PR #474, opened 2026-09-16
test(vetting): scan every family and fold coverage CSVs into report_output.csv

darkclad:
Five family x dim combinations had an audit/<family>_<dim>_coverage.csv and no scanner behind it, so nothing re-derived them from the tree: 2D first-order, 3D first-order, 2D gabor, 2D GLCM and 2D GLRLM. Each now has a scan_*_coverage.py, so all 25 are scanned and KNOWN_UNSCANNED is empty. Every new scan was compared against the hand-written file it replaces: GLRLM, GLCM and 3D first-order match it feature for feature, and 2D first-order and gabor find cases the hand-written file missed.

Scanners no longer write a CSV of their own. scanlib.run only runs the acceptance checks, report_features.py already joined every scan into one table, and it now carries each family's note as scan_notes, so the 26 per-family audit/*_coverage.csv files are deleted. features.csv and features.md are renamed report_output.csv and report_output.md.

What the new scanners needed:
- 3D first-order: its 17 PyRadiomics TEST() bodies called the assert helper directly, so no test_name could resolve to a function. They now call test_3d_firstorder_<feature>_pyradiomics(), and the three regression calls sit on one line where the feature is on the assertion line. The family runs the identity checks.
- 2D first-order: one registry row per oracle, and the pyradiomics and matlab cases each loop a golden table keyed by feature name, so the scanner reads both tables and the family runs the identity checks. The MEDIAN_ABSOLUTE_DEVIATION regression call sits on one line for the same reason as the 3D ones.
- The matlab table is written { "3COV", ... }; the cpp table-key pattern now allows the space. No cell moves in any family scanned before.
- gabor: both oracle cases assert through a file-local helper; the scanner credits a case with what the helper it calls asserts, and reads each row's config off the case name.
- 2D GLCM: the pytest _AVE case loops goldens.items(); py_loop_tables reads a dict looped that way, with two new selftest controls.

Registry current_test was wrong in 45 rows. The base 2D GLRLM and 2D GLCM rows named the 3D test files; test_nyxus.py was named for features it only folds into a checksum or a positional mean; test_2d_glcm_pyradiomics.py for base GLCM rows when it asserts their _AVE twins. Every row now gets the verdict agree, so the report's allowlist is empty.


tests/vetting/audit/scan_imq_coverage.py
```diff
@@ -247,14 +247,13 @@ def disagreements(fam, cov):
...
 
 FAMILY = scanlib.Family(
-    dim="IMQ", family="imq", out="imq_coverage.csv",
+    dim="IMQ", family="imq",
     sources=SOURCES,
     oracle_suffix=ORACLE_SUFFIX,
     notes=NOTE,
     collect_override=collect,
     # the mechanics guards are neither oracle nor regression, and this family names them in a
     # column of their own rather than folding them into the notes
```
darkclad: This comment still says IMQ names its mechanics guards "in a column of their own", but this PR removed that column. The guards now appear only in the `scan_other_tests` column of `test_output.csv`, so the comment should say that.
▬▬▬▬▬▬▬▬▬▬
REQUIREMENT »
Repeat the data above exactly.

TASK RESPONSE »
PR #474, opened 2026-09-16
test(vetting): scan every family and fold coverage CSVs into report_output.csv

darkclad:
Five family x dim combinations had an audit/<family>_<dim>_coverage.csv and no scanner behind it, so nothing re-derived them from the tree: 2D first-order, 3D first-order, 2D gabor, 2D GLCM and 2D GLRLM. Each now has a scan_*_coverage.py, so all 25 are scanned and KNOWN_UNSCANNED is empty. Every new scan was compared against the hand-written file it replaces: GLRLM, GLCM and 3D first-order match it feature for feature, and 2D first-order and gabor find cases the hand-written file missed.

Scanners no longer write a CSV of their own. scanlib.run only runs the acceptance checks, report_features.py already joined every scan into one table, and it now carries each family's note as scan_notes, so the 26 per-family audit/*_coverage.csv files are deleted. features.csv and features.md are renamed report_output.csv and report_output.md.

What the new scanners needed:
- 3D first-order: its 17 PyRadiomics TEST() bodies called the assert helper directly, so no test_name could resolve to a function. They now call test_3d_firstorder_<feature>_pyradiomics(), and the three regression calls sit on one line where the feature is on the assertion line. The family runs the identity checks.
- 2D first-order: one registry row per oracle, and the pyradiomics and matlab cases each loop a golden table keyed by feature name, so the scanner reads both tables and the family runs the identity checks. The MEDIAN_ABSOLUTE_DEVIATION regression call sits on one line for the same reason as the 3D ones.
- The matlab table is written { "3COV", ... }; the cpp table-key pattern now allows the space. No cell moves in any family scanned before.
- gabor: both oracle cases assert through a file-local helper; the scanner credits a case with what the helper it calls asserts, and reads each row's config off the case name.
- 2D GLCM: the pytest _AVE case loops goldens.items(); py_loop_tables reads a dict looped that way, with two new selftest controls.

Registry current_test was wrong in 45 rows. The base 2D GLRLM and 2D GLCM rows named the 3D test files; test_nyxus.py was named for features it only folds into a checksum or a positional mean; test_2d_glcm_pyradiomics.py for base GLCM rows when it asserts their _AVE twins. Every row now gets the verdict agree, so the report's allowlist is empty.


tests/vetting/audit/scan_imq_coverage.py
```diff
@@ -247,14 +247,13 @@ def disagreements(fam, cov):
...
 
 FAMILY = scanlib.Family(
-    dim="IMQ", family="imq", out="imq_coverage.csv",
+    dim="IMQ", family="imq",
     sources=SOURCES,
     oracle_suffix=ORACLE_SUFFIX,
     notes=NOTE,
     collect_override=collect,
     # the mechanics guards are neither oracle nor regression, and this family names them in a
     # column of their own rather than folding them into the notes
```
darkclad: This comment still says IMQ names its mechanics guards "in a column of their own", but this PR removed that column. The guards now appear only in the `scan_other_tests` column of `test_output.csv`, so the comment should say that.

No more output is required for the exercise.